3.8. GC and plasma cell proliferation are not affected by the STAT6 signaling pathway

We also analyzed the proliferation of GC B cells and plasma cells to figure out if B cell proliferation is impaired in STAT6 KO mice. The results show that GC B cells and plasma cells have a significantly higher KI67 MFI than B cells that do not express GL-7 and CD95 or CD138, suggesting that GC B cells and plasma cells proliferate more than other B cells, as expected. When comparing KI67 MFIs of GC B cells and plasma cells from WT or STAT6 KO mice, our results indicated that there were no significant differences between these two groups, suggesting that GC B cells and plasma cells from STAT6 KO mice proliferate similarly to GC B cells and plasma cells from WT mice (Fig. 5C and D).

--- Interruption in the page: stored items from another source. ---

PR #1678, opened 2019-02-08
feat: section page

tuncaulubilge:
Edition query and section page work

- Split article query into a fragment for reuse in editions (This is not used in the edition query for now, since the api is not optimised for the full article load)
- Created an edition query based on edition team's work
- Created a fixture generator for the editions
- Added typenames to edition slices fixture generators. We'll need to do the same for every new slice fixture generator we add.
- Added provider test for editions
- Created a Section Page within pages package for native
- Used a FlatList in section page to support item separators.
- Showcases for sections using storybook knobs on sections
- Snapshot tests on section page using edition fixture generator

**Upcoming Refactors:**
While implementing the section page, I've noticed couple of improvements we can do on the slices package. I'll do those in another pr after we merge other slice PRs

- Each slice component should take the same props. (`slice` and `onPress`). Currently, we are passing each tile data as a separate prop, which is not really necessary.
- edition-slices package should export a key-value map of each slice. That way, Section page wouldn't need a switch-case and it can just render whatever is in that map, as long as the names match.

screenshot_1549627510


packages/provider-test-tools/src/edition.js
```diff
@@ -0,0 +1,98 @@
+import { MockList } from "graphql-tools";
+import { mockEditionSlice } from "@times-components/fixture-generator";
+import { edition as editionQuery } from "@times-components/provider-queries";
+import article from "../fixtures/article.json";
+
+const convertRatio = ratio => {
```
aronshamash: Can be an object literal with a default value

packages/provider-test-tools/src/edition.js
```diff
@@ -0,0 +1,98 @@
...
+export default ({ variables = () => {} } = {}) => {
+  const queryVariables = variables();
+  const sliceCount = 2;
+
+  return [
+    {
+      defaults: {
+        types: {
+          Article: () => article,
+          ArticleSlice: () => ({
```
nehasri89: do we need this if we are defining the individual slices asa well?

tuncaulubilge: Graphql mock provider works in mysterious ways...

nehasri89: 👍

nehasri89:
LGTM apart from the query change as we discussed 👍

packages/provider-test-tools/src/edition.js
tuncaulubilge: This page tries to explain how it works: https://www.apollographql.com/docs/graphql-tools/mocking.html

It'd be nice to start using the latest fixture generators instead of this structure, but that'll be a huge chore

packages/provider-test-tools/src/edition.js
tuncaulubilge: Done :+1:_ _

PR #1682, opened 2019-02-11
feat: edition checker

nathggns:
This adds a tool to the command line that allows you to crawl a specific edition or the past six days for issues in loading articles when using react. 

This requires being logged in to work, so you must set a `ACS_COOKIE` and `SACS_COOKIE` environment variable. We should probably set up credentials specifically for this tool in the long run.

This also requires the use of an internal Times API, and you must set the path to this with the `TIMES_API_ROOT` environment variable.

You can also configure the tool to post to Slack using a Slack incoming webhook with the `TIMES_SLACK_HOOK` and `TIMES_SLACK_USERNAME` environment variables. 

<s>I have not written tests for this tool, but it has been refactored and simplified significantly from its previous implementation to allow for this if deemed necessary.</s>

It may also be important to know this was written entirely separately to times-components initially, and has had to be almost entirely rewritten to fit into times components architecture, which has removed some features.

In the long term, it might be useful to consider adding other kinds of checks to the crawler. Currently, the only checks it employs are checking that the status code is 200.  

```bash
$ ./times-components check edition # check todays edition
$ ./times-components check edition -e 2019-01-01 # check a specific edition
$ ./times-components check past-six-days # check articles from the past six days

$ ./times-components check [method] -m 30 # only check the first 30 articles
$ ./times-components check [method] -c 30 # check 30 articles at a time
$ ./times-components check [method] -v # verbose, display more information
```

### DIFF
--- a/lib/.eslintrc.json
+++ b/lib/.eslintrc.json
@@ -1,5 +1,6 @@
 {
   "rules": {
-    "import/no-extraneous-dependencies": "off"
+    "import/no-extraneous-dependencies": "off",
+    "no-console": "off"
   }
 }
--- a/lib/cli/cli.js
+++ b/lib/cli/cli.js
@@ -40,20 +40,20 @@ function addComponent(opts) {
     '\n\nUsage:\n$ times-components create component ComponentName "Component Description"';
   const argumentOrUsage = (argument, message) => {
     if (!argument) {
-      console.error(message + usage); // eslint-disable-line no-console
+      console.error(message + usage);
       process.exit(1);
     }
   };
 
   const rComponent = /^([A-Z][a-z]*)+$/;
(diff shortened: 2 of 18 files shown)


aronshamash:
out of interest what was reason for almost completely rewriting it to fit into `times-components` @nathggns  ?

nathggns:
@aronshamash making the code testable/more readable + also it was build using commander instead of subcommander, and commander gives you a global variable for configuration, so this was all just functions reading off of that. It also had a bunch of features that were somewhat useful during development of it but aren't really all that useful & are difficult to test. 

When this tool was written it was kind of just thrown together as a quick hack. So just had to make it more suitable for long term use.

3.9. Atypical frequency of GC B cells in the light zone of STAT6-deficient mice

Reduced numbers and normal proliferation of T_FH and GC B cells in STAT6 KO mice led us to hypothesize that the STAT6 signaling pathway may control the dynamics of GC. To address this question, we analyzed the frequencies of light zone or dark zone B cells in WT and STAT6 KO mice after immunization with αDCIR2-OVA. Five days after immunization, the spleen cells were harvested and light and dark zone GC cells were stained with CD83 (B220⁺GL-7⁺CD95⁺CD83⁺) and CXCR4 (B220⁺GL-7⁺CD95⁺CXCR4⁺), respectively (Fig. 6A). The results showed that the frequencies of dark zone GC cells were similar between WT and STAT6 KO mice. Interestingly, the frequency of GC B cells in the light zone was increased in STAT6-deficient mice (Fig. 6B). These results indicate that light zone GC B cells accumulated in STAT6-deficient mice, suggesting that the STAT6 signaling pathway influences GC dynamics.

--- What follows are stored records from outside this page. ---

PR #1745, opened 2019-02-22
fix: Missing images in storybook

jimhunty:
Images were not showing in the native storybook. This change fixes that.


aronshamash:
Is weird I'm sure image server worked without `www` before... anyway approved

PR #1750, opened 2019-02-25
fix: design review updates

aronshamash:
- as per https://nidigitalsolutions.jira.com/browse/REPLAT-5617


packages/edition-slices/src/tiles/tile-w/styles/index.js
```diff
@@ -3,19 +3,20 @@ import { fonts, spacing } from "@times-components/styleguide";
 const styles = {
   container: {
     flexDirection: "row",
-    padding: spacing(2)
+    paddingHorizontal: spacing(4),
+    paddingVertical: spacing(2)
   },
   headline: {
     fontFamily: fonts.headline,
```
jimhunty: Please use a font factory here.

PR #1751, opened 2019-02-26
Fix: Add missing test for fixture generator

ValGeorgiev:


aronshamash:
@ValGeorgiev need to update commit msg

1. Download : Download high-res image (782KB)
2. Download : Download full-size image

Fig. 6. Light and Dark zone B cell frequencies in GCs after antigen targeting to cDC2s via DCIR2 Receptor. Mice were immunized with αDCIR2-OVA together with 50 μg of Poly (I:C) as adjuvant. Splenocytes were obtained 5 days after prime and stained to detect GC B cells from light (CD83⁺ cells) and dark (CXCR4⁺ cells) zones by flow cytometry. A) representative dot plots from WT and STAT6 KO mice indicating light and dark zone B cell frequencies in GC B cells (CD3^–B220⁺GL-7⁺CD95⁺). Frequencies of splenic dark zone GC B cells (B) and light zone GC B cells (C) in WT and STAT6 KO mice. Bars show mean ± SD from two representative experiments pooled together (n = 6 animals/group). *p < 0.05; Student’s t-test.